Similar locos were also bought by the Boston Revere Beach & Lynn RR.

I had so many Mason Bogie bits lying around from the class, I felt I should use some of the left overs, also since we're running the original Mason Bogie pilots and cabs by Vance Bass, as part of the Bronson Tate kit lineup, I had another cab and pilot sample to try out!

The engine was built using the original drawings by William Mason for this loco.  The drawings predate the final loco, and as such there are some small changes that need to be made to adapt it to the finished version, but the drawings and excellent and provide a great basis to model from.  The 0-4-0 block is a stock Aristocraft Slope Back tendered 0-4-0, with much of my Mason class laser cut valve gear parts added, along with new cross heads.  The bell rig is brass casting developed for the class by Jim Barron.  All the rest is styrene and PVC pipes, all built basically to the same method as outlined in my Masterclass.

Finally, while the Centennial Mason had 36" drivers, and the Aristo block is perfect for that application, the rest of this 0-4-4T design typically used 42" drivers.  If its of interest to you, the stock Hartland 4-4-0 block that can be purchased on its own from Hartland has a wheel size and spacing perfect for the larger wheeled versions.  Both versions are posible.

During the 1870s Mason developed a decorative style incorporating the geometric designs of Charles Eastlake.  Eastlake was a contemporary British Architect with a passion for Furniture design.  His wooden furniture featured neat and simple stylised plant and leaf detail which became very popular in the US, both in funiture style and architectural detailing during the 1870s.  Mason adopted some of that decorative style on his locomotives.  The famous decorative engines of the South Park are based on Mason's Eastlake designs, as is this Centennial 0-4-4T.  Yeah I know some of you will say.."nice but not my style", sure, but you need think about this in the context of the day.  So please enjoy it for what is is.

Anyway here's Mason's Centennial Locomotive:




























Enjoy,
Fletch.


----------



## David Fletcher (Jan 2, 2008)

More pics:


----------



## David Fletcher (Jan 2, 2008)

I developed the decoration artwork using AutoCad in full colour and set up 3 sheets at Letter size of all the designs laid out, plus spares for screw ups!
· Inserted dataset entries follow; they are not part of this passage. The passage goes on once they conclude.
Issue #78, opened 2018-01-23
Optimize merging logic to handle massive number of records (300B+)


arostamianfar:
The pipeline is currently very slow when merging massive number of records (300B+).
Optimization strategies:
- Experiment with [Cloud Dataflow Shuffle](https://cloud.google.com/blog/big-data/2017/06/introducing-cloud-dataflow-shuffle-for-up-to-5x-performance-improvement-in-data-analytic-pipelines): it allegedly gives 5x performance improvement over the standard method.
- Experiment with sharding records by chromosome: We currently throw everything in one giant PCollection and let Dataflow sort them out. We may be able optimize the pipeline by first sharding by chromosome.

Optimizing this step will be more important especially when we add more advanced merging strategies (e.g. merge with non-variants).

arostamianfar:
Thanks for investigating the Cloud Dataflow Shuffle, Nima! 
Update: using Cloud Dataflow Shuffle actually solves the issue of handling massive number of records when merging. However, it can still be expensive since it's attempting to merge data from all chromosomes. We can optimize this further by partitioning the data by chromosome first. Saman is going to work on partitioning data for sharded BQ export, and this also fits nicely there (we can "kill two birds with one stone" :p ). Reassigning to Saman.

arostamianfar:
Saman, now that Cloud Dataflow Shuffle pricing is updated, could you please try with `--experiments=shuffle_mode=service` with the platinum1000 test to see what cost/performance you get? I think we can close this issue once that experiment is done.

arostamianfar:
Closing this bug. Summary:
- Using the shuffle service is actually more expensive than our native partition-based merge (turned on with the `--optimize_for_large_inputs` flag).
- Using a large number of small workers is much more efficient than using a small number of large workers.
- Using SSDs can further reduce cost if a large enough worker pool is not available.

More details are provided in the [handling large inputs](https://github.com/googlegenomics/gcp-variant-transforms/blob/master/docs/large_inputs.md) doc.

PR #195, opened 2018-04-17
Partitioning before Merging

samanvp:
In order to be able to process large datasets (#78), we need to partition
input into smaller patches so that Merging would be possible to run on a
ordinary VM. Here we add the ability to partition variants based on
their reference_name (CHROM).

This change enables VT to process Platinum_100 (with a caviate of some
changes needed for writing to BigQuery table).


gcp_variant_transforms/vcf_to_bq.py
```diff
@@ -248,8 +252,15 @@ def run(argv=None):
...
   if variant_merger:
-    variants |= (
-        'MergeVariants' >> merge_variants.MergeVariants(variant_merger))
+    if known_args.optimize_for_large_inputs:
+      partitions = variants | 'PartitionVariants' >> beam.Partition(
+          partition_variants.PartitionVariants(), _DEFAULT_PARTITION_NO)
+      merged = [(partitions[i] | 'MergeVariants'+str(i) >>
+                 merge_variants.MergeVariants(variant_merger))
+                for i in xrange(_DEFAULT_PARTITION_NO)]
+      variants = merged | 'FlattenPartitions' >> beam.Flatten()
```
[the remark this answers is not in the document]
samanvp: Note this implementation does not make any guarantee that each chromosome will be assigned to a separate partition. If reference names do not follow the standard format ('^(c|ch|chr)?([0-9][0-9]?)$') we hash them and randomly assign them to a bucket (without checking for collisions). Even when the reference names have standard format we assign chromosome 1-22 to partitions [0, 21] and the remaining ones (chrX, chrY, chrM, or any variants with unknown_... reference_name) are assigned randomly to other partition indices > 21.

For the use case you mentioned, we will be using the partition_config.yaml file (which is being implemented right now). We will offer a default config file so that users can partition their output table by just setting a flag to the default config file.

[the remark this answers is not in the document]
bashir2: Thanks Saman for the clarifications. What I am trying to get is to avoid parsing a config file for chromosome based partitioning. Have you thought about generating list of chromosome strings (possibly with count) and feeding it back to the pipeline using side-inputs? I have added both topics related to partitioning to the weekly meeting agenda, we can discuss further there.

gcp_variant_transforms/transforms/partition_variants.py
```diff
@@ -0,0 +1,73 @@
...
+# Partition 0 to 21 is reserved for chromosomes with a common name, ie "ch1".
+_RESERVED_PARTITIONS = 22
+
+class PartitionVariants(beam.PartitionFn):
+  """Partitions variants based on thier chromosome."""
+
+  def __init__(self):
+    """Initializes the transform, mainly a dic of chrom->index for quick look up."""
+
+    self._by_chr = collections.defaultdict(int)
```
arostamianfar: It doesnt' look like you're actually using the defaultdict functionality, so why not just use a simple dict?

gcp_variant_transforms/transforms/partition_variants_test.py
```diff
@@ -0,0 +1,114 @@
...
+    #   re.compile(r'^(c|ch|chr)?([0-9][0-9]?)$')
+    variants = []
+    # Partition 0
+    variants.append(vcfio.Variant(reference_name='chr1'))
+    variants.append(vcfio.Variant(reference_name='CHR1'))
+    # Partition 1
+    variants.append(vcfio.Variant(reference_name='ch2'))
+    variants.append(vcfio.Variant(reference_name='CH2'))
+    # Partition 2
+    variants.append(vcfio.Variant(reference_name='c3'))
```
arostamianfar: It may actually be better to use some more realistic examples here as well.

gcp_variant_transforms/transforms/partition_variants_test.py
```diff
@@ -0,0 +1,114 @@
...
+    variants.append(vcfio.Variant(reference_name='chr06'))
+    # Partition 9
+    variants.append(vcfio.Variant(reference_name='chr10'))
+    variants.append(vcfio.Variant(reference_name='  chr10   '))
+    # Partition 21
+    variants.append(vcfio.Variant(reference_name='chr22'))
+    variants.append(vcfio.Variant(reference_name='chr22    '))
+    return variants, variants[0:2], variants[2:4], variants[4:6], variants[6:9], variants[9:11], variants[11:13]
+
+  def _get_invalid_variants(self):
```
arostamianfar: consider rewording 'valid' and 'invalid'  (perhaps 'nonstandard' and 'standard'?)

gcp_variant_transforms/transforms/partition_variants_test.py
```diff
@@ -0,0 +1,114 @@
...
+    variants.append(vcfio.Variant(reference_name='chr23'))
+    variants.append(vcfio.Variant(reference_name='chr99'))
+    variants.append(vcfio.Variant(reference_name='chrX'))
+    variants.append(vcfio.Variant(reference_name='chrY'))
+    variants.append(vcfio.Variant(reference_name='chrM'))
+    # All these variants will not match to standard reference_name Reg Exp, thus
+    # they will all end up in the default partition.
+    return variants, variants
+
+  def test_partition_variants(self):
```
arostamianfar: I think the test can be written in a more readable manner. Let's chat offline.

gcp_variant_transforms/vcf_to_bq.py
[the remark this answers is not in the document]
arostamianfar: Bashir, what is the drawback of using a config file? We'd need to implement that logic anyway (and it's not that complicated), but does provide a robust way of partitioning. Note that even the 'hg19 reference' genome has a log of random chromosome names: http://hgdownload.cse.ucsc.edu/goldenpath/hg19/chromosomes/

setup.py
```diff
@@ -25,6 +25,7 @@
     'google-api-python-client>=1.6',
     'intervaltree>=2.1.0,<2.2.0',
     'pyvcf<0.7.0',
+    'mmh3>=2.5.1',
```
arostamianfar: Given the random breakages that we've had in the past due to pip packages getting updated, could we pin this particular version instead? Or have a lower limit of versions? I suspect it's not used by any of our dependencies.

gcp_variant_transforms/vcf_to_bq.py
```diff
@@ -74,7 +75,10 @@
 _LARGE_DATA_THRESHOLD = 50000
 _MERGE_HEADERS_FILE_NAME = 'merged_headers.vcf'
 _MERGE_HEADERS_JOB_NAME = 'merge-vcf-headers'
-
+# The first 22 partitions [0, 21] are reserved for standard reference_name
+# formated as RegExp '^(c|ch|chr)?([0-9][0-9]?)$'.
+# Every other identifers will be matched to next available partitions [22, 26].
+_DEFAULT_PARTITION_NO = 22 + 5
```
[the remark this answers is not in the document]
arostamianfar: I see. Thanks for the extra context. However, I have been thinking about this and I'm a bit uneasy about having this random number in our main module, and later the PartitionConfig class added here as well. I think a better approach could be:
- Create a new libs.variant_partition.VariantPartition class that inherits from object (i.e. simple lib class).
- Define this constant in that module.
- Implement a `get_num_partitions()` method that, for now, just returns that constant. Later on, it can parse the config file and return the appropriate value.
- Implement a `partition(variant)` method inside that lib and move all of the partitioning logic there.
- Change PartitionVariants to get the VariantPartition lib as an arg. The partition_for method simply does `return variant_partition.partition(variant)`. You may actually choose to remove the ParitionVariants class altogether since it's just a dummy class now and can call VariantPartition.partition directly (you'd have a dummy num_partitions arg, but that's ok).

Finally, the code in main becomes something like:
```
variant_partition_lib = VariantPartition() # this can later take in config_file_path
partitions = variants | 'PartitionVariants' >> beam.Partition(variant_parition_lib.partition, variant_parition_lib.get_num_partitions())
merged = [... for i in xrange(variant_parition_lib.get_num_partitions())]
...
```

The benefit of this approach is that all of the partitioning logic lives in one place and we can add/remove logic about handling config files without affecting the main module.
WDYT? I'm very open to other ideas as well as long as it removes the constant from main :)

gcp_variant_transforms/vcf_to_bq.py
```diff
@@ -248,8 +252,15 @@ def run(argv=None):
   variants |= 'FilterVariants' >> filter_variants.FilterVariants(
       reference_names=known_args.reference_names)
   if variant_merger:
-    variants |= (
-        'MergeVariants' >> merge_variants.MergeVariants(variant_merger))
+    if known_args.optimize_for_large_inputs:
+      partitions = variants | 'PartitionVariants' >> beam.Partition(
```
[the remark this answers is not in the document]
arostamianfar: The main point is to increase readability as it gives a "name" and "context" for what this block of code is doing, but feel free to leave as is for now since it's pretty small :)

setup.py
samanvp: Thanks for clarifying.

gcp_variant_transforms/transforms/partition_variants.py
```diff
@@ -0,0 +1,82 @@
...
+    Args:
+      variant - the variant to be partitioned
+      partition_no - the total number of partitions (> _RESERVED_PARTITIONS)
+    Yields:
+      An integer in the range of [0, partition_no)
+    Raises:
+      ValueError: If partition_no <= _RESERVED_PARTITIONS
+    """
+
+    chrom = (variant.reference_name).strip().lower()
```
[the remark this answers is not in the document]
samanvp: I don't think so, I thought it will make it more readable, now that I look at it I don't see how this is more readable :)

samanvp:
Following up on your comment of refactoring the partitioning logic from the actual Beam.partition_for() I added a new class to this PR. I was planning to add this new class in a follow up PR which implements reading the partition_config.yaml file as well as applying to to the pipeline.
To avoid redundant work, I added that class to this PR along with all of its unit tests. However, the logic of actually utilizing a config_file (through a flag) and exporting the final output to multiple BQ table is not added to this PR and will be send out in a future one.

gcp_variant_transforms/transforms/partition_variants_test.py
```diff
@@ -0,0 +1,121 @@
...
+    variants.append(vcfio.Variant(reference_name='6', start=0))
+    variants.append(vcfio.Variant(reference_name='06', start=0))
+    variants.append(vcfio.Variant(reference_name='chr06', start=0))
+    # Partition 9
+    variants.append(vcfio.Variant(reference_name='chr10', start=0))
+    variants.append(vcfio.Variant(reference_name='  chr10   ', start=0))
+    # Partition 21
+    variants.append(vcfio.Variant(reference_name='chr22', start=0))
+    variants.append(vcfio.Variant(reference_name='chr22    ', start=0))
+    return variants, variants[0:2], variants[2:4], variants[4:6],\
```
arostamianfar: Instead of this, I think it's much more readable to return a dict where the key is the partition number (int) and the value is a list of variants that should map to that partition. You can just return that dict both here and in non-standard case.
In your test, you would essentially pass the dict values as inputs to the pipeline, and then loop through [0, get_num_partitions) and if the key is in the dict, make sure that it matches the value, if not make sure it's empty. WDYT?
P.S. Is checking the 'label' important? If so, I suppose you can have a tuple of partition number and label as the key to your dict.

gcp_variant_transforms/libs/variant_partition.py
```diff
@@ -0,0 +1,91 @@
...
+
+VariantPartition class basically returns an index for a given (
+reference_name, pos) pair. The main utilization of this class is in
+partition_for() function used by DataFlow pipeline.
+"""
+
+from __future__ import absolute_import
+
+import re
+from mmh3 import hash  # pylint: disable=no-name-in-module,redefined-builtin
```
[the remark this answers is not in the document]
arostamianfar: huh intersting!

gcp_variant_transforms/libs/variant_partition.py
```diff
@@ -0,0 +1,92 @@
...
+          '_DEFAULT_NUM_PARTITIONS must be > _RESERVED_AUTO_PARTITIONS')
+    self._reference_name_to_partition_map = {}
+
+  def get_num_partitions(self):
+    """Returns the number of partitions."""
+    return _DEFAULT_NUM_PARTITIONS
+
+  def get_partition(self, reference_name, pos=0):
+    reference_name = reference_name.strip().lower()
+    if ((not reference_name) or (pos < 0)):
```
arostamianfar: nit: no need for surrounding brackets (styleguide is picky about avoiding unnecessary surrounding brackets :) )
`if not reference or pos < 0:` should work.

gcp_variant_transforms/transforms/partition_variants.py
```diff
@@ -0,0 +1,33 @@
...
+
+class PartitionVariants(beam.PartitionFn):
+  """Partitions variants based on their reference_name."""
+
+  def __init__(self, partition):
+    # type: (variant_partition.VariantPartition) -> None
+    self._partition = partition
+
+  def partition_for(self, variant, num_partitions):
+    # type: (Variant, int) -> int
```
arostamianfar: nit: s/Variant/vcfio.Variant

gcp_variant_transforms/vcf_to_bq.py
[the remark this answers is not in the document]
arostamianfar: Sounds good!

gcp_variant_transforms/transforms/partition_variants_test.py
```diff
@@ -0,0 +1,130 @@
...
+    # Partition 26
+    variants.append(vcfio.Variant(reference_name='NOTc4', start=0))
+    variants.append(vcfio.Variant(reference_name='chr0', start=0))
+    variants.append(vcfio.Variant(reference_name='chrY', start=0))
+    expected_partitions[26] = variants[9:12]
+    # The rest of partitions will be empty
+    expected_partitions[23] = []
+    return variants, expected_partitions
+
+  def test_partition_variants(self):
```
arostamianfar: This is still a bit difficult to read; consider the following approach using some python magic :D
```
expected_partitions = {}
expected_partitions[0] = [vcfio.Variant(reference_name='chr1', start=0),
                          vcfio.Variant(reference_name='CHR1', start=0)]
...etc
# do not add empty partitions as it can be error prone (e.g. what if you change the default #?)
return expected_partitions
```
In your test then:
```
variant_partitions = _get_standard_variant_partitions()
variant_partitions.update(_get_non_standard_variant_partitions())
variants = [variant for variant_list in variant_partitions for variant in variant_list]  # essentially flattens the lists
...
pipeline | Create(variants) 
...
for i in xrange(partitioner.get_num_partitions()):
  assert_that(partitions[i], equal_to(variant_partitions.get(i, [])), label=str(i))

```

samanvp: done.

gcp_variant_transforms/transforms/partition_variants_test.py
```diff
@@ -0,0 +1,146 @@
...
+                               vcfio.Variant(reference_name='chrX', start=0),
+                               vcfio.Variant(reference_name='chrM', start=0)]
+    # Partition 26
+    expected_partitions[26] = [vcfio.Variant(reference_name='NOTc4', start=0),
+                               vcfio.Variant(reference_name='chr0', start=0),
+                               vcfio.Variant(reference_name='chrY', start=0)]
+    return expected_partitions
+
+  def test_partition_variants(self):
+    standard_variants = self._get_standard_variants()
```
arostamianfar: you dont actually need these extra variants; can just get them from `expected_partitions.values()`
you just need to 'flatten' them, which you can do with that for loop i had mentioned previously :)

I sent the files to Stan Cedarleaf for production into Decals. Thanks heaps for the decals Stan, she just wouldn't work without your efforts here!


----------



## David Fletcher (Jan 2, 2008)

Final shots: 




























Fletch.


----------



## East Broad Top (Dec 29, 2007)

Nice! I like the proportions, though I'm a bit biased towards 0-4-4s anyway. That scrollwork does make the loco come to life! (Still glad I model the "basic black" era, though!) Admittedly, when I build EBT's #4, I'll likely paint it as per Baldwin's spec sheets at the time it was built. 

Later, 

K


----------



## Rod Hayward (Jan 2, 2008)

I am sure I have said before that this era and type of loco is not my "cup of tea", so that deals with the "not my style thing". 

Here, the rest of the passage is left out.